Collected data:
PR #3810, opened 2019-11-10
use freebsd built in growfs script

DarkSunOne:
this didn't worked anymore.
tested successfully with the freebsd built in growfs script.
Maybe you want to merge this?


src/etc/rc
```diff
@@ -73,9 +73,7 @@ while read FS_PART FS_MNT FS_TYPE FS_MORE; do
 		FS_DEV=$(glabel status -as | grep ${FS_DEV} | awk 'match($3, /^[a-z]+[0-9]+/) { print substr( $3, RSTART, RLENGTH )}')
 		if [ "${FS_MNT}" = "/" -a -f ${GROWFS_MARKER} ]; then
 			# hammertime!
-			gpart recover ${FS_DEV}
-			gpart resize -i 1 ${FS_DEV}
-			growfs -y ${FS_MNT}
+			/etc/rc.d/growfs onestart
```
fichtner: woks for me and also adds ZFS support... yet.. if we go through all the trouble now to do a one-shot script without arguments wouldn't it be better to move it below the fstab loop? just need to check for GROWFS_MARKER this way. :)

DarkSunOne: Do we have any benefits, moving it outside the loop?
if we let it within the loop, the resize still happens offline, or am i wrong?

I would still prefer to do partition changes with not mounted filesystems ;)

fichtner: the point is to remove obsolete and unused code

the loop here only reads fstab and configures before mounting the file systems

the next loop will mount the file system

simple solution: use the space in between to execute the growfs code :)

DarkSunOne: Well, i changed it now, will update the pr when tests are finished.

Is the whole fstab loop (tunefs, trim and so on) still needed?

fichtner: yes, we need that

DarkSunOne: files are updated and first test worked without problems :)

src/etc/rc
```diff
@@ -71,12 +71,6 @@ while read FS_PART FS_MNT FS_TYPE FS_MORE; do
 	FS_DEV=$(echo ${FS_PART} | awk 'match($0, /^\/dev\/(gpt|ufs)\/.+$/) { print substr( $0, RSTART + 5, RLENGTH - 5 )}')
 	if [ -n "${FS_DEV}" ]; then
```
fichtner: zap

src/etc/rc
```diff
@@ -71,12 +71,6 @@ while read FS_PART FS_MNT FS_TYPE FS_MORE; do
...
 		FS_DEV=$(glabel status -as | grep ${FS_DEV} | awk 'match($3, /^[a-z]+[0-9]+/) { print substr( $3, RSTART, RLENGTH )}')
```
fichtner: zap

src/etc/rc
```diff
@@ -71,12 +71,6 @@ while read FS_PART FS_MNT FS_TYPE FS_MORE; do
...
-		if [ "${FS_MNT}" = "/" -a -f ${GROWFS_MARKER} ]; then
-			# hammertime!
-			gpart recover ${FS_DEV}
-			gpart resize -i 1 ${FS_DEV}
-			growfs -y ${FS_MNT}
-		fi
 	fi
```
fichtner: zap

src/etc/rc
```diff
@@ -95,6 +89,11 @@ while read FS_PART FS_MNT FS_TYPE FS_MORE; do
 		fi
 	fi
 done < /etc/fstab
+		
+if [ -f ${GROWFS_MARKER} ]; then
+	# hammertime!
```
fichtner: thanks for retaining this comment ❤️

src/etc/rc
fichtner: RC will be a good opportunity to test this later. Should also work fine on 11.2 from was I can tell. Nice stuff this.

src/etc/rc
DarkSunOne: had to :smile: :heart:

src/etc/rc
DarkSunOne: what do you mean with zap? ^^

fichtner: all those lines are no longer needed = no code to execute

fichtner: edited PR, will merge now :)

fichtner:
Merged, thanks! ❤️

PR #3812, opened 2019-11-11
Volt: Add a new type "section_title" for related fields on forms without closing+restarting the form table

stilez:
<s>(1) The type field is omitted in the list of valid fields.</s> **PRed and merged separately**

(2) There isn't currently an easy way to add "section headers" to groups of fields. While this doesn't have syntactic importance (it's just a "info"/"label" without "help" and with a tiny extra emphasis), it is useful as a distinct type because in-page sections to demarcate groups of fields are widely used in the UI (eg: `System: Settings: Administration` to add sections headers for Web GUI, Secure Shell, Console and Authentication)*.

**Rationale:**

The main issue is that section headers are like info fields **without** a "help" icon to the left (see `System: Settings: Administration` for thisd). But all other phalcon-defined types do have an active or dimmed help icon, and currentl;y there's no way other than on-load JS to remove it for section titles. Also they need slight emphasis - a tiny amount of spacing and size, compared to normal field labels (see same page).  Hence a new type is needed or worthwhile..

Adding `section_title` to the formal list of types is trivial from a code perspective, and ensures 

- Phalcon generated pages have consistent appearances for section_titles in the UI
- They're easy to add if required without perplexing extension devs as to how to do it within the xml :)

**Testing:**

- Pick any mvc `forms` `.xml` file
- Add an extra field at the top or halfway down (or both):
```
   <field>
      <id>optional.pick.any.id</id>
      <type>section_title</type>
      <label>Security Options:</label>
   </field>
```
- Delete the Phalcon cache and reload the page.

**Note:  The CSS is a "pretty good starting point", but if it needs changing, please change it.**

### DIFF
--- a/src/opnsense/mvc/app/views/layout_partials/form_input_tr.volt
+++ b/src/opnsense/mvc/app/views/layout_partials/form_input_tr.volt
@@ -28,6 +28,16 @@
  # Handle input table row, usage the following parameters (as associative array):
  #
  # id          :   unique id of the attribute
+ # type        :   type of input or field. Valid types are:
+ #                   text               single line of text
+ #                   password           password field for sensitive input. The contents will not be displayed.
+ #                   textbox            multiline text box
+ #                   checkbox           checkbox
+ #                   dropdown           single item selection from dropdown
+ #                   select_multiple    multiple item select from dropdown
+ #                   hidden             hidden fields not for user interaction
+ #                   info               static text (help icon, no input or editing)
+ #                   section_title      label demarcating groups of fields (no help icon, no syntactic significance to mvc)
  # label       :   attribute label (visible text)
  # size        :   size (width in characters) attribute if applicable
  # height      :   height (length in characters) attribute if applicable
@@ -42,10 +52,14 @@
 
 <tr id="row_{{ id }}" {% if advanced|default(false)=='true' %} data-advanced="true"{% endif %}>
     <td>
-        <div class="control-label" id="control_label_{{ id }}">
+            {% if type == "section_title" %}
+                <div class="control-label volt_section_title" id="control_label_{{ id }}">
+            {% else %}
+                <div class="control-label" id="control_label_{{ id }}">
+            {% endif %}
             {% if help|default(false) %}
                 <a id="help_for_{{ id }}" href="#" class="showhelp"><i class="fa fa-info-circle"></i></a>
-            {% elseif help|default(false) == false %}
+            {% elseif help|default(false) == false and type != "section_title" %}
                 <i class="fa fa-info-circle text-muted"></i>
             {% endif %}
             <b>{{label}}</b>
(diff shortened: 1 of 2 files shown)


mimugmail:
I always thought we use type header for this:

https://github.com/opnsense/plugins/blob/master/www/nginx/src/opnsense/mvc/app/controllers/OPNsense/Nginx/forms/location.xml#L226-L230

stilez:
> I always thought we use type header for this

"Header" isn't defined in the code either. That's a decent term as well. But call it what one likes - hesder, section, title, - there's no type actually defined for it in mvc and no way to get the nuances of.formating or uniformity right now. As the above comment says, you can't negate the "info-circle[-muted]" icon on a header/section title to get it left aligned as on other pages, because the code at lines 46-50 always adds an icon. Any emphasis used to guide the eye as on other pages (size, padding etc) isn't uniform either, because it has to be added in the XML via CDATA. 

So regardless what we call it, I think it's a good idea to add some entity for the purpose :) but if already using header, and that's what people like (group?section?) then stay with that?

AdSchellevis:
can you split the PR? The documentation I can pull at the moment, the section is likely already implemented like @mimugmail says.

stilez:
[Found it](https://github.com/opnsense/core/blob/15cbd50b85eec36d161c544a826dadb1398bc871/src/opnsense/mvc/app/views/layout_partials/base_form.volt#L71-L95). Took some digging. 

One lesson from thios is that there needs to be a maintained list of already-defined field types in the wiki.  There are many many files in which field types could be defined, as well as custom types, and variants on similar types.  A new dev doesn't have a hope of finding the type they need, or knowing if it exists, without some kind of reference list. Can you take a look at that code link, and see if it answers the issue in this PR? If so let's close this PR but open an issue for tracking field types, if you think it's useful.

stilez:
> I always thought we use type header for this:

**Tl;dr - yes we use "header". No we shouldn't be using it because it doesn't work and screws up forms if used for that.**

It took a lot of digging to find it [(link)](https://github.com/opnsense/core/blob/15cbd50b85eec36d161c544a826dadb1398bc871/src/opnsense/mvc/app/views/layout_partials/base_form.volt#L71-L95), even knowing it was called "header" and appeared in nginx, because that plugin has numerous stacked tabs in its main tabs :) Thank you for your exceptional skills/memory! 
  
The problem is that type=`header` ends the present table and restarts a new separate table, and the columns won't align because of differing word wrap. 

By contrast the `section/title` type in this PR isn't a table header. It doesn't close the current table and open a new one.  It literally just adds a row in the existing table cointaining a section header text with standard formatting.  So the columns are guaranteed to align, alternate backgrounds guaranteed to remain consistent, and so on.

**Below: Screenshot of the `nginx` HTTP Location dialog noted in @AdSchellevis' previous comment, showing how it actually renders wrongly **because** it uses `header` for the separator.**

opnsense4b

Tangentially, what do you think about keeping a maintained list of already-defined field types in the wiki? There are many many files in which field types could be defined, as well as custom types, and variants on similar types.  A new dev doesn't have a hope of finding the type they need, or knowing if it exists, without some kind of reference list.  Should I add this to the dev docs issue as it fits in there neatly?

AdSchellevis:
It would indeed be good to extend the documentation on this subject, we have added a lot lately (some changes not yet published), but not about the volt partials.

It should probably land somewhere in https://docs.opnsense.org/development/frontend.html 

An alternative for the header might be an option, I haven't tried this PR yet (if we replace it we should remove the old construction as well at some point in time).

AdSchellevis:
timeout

- [Task instructions]: Print the records above verbatim from their first line to the line containing "I would still", both included, and stop there.

- [Task response]:
PR #3810, opened 2019-11-10
use freebsd built in growfs script

DarkSunOne:
this didn't worked anymore.
tested successfully with the freebsd built in growfs script.
Maybe you want to merge this?


src/etc/rc
```diff
@@ -73,9 +73,7 @@ while read FS_PART FS_MNT FS_TYPE FS_MORE; do
 		FS_DEV=$(glabel status -as | grep ${FS_DEV} | awk 'match($3, /^[a-z]+[0-9]+/) { print substr( $3, RSTART, RLENGTH )}')
 		if [ "${FS_MNT}" = "/" -a -f ${GROWFS_MARKER} ]; then
 			# hammertime!
-			gpart recover ${FS_DEV}
-			gpart resize -i 1 ${FS_DEV}
-			growfs -y ${FS_MNT}
+			/etc/rc.d/growfs onestart
```
fichtner: woks for me and also adds ZFS support... yet.. if we go through all the trouble now to do a one-shot script without arguments wouldn't it be better to move it below the fstab loop? just need to check for GROWFS_MARKER this way. :)

DarkSunOne: Do we have any benefits, moving it outside the loop?
if we let it within the loop, the resize still happens offline, or am i wrong?

I would still prefer to do partition changes with not mounted filesystems ;)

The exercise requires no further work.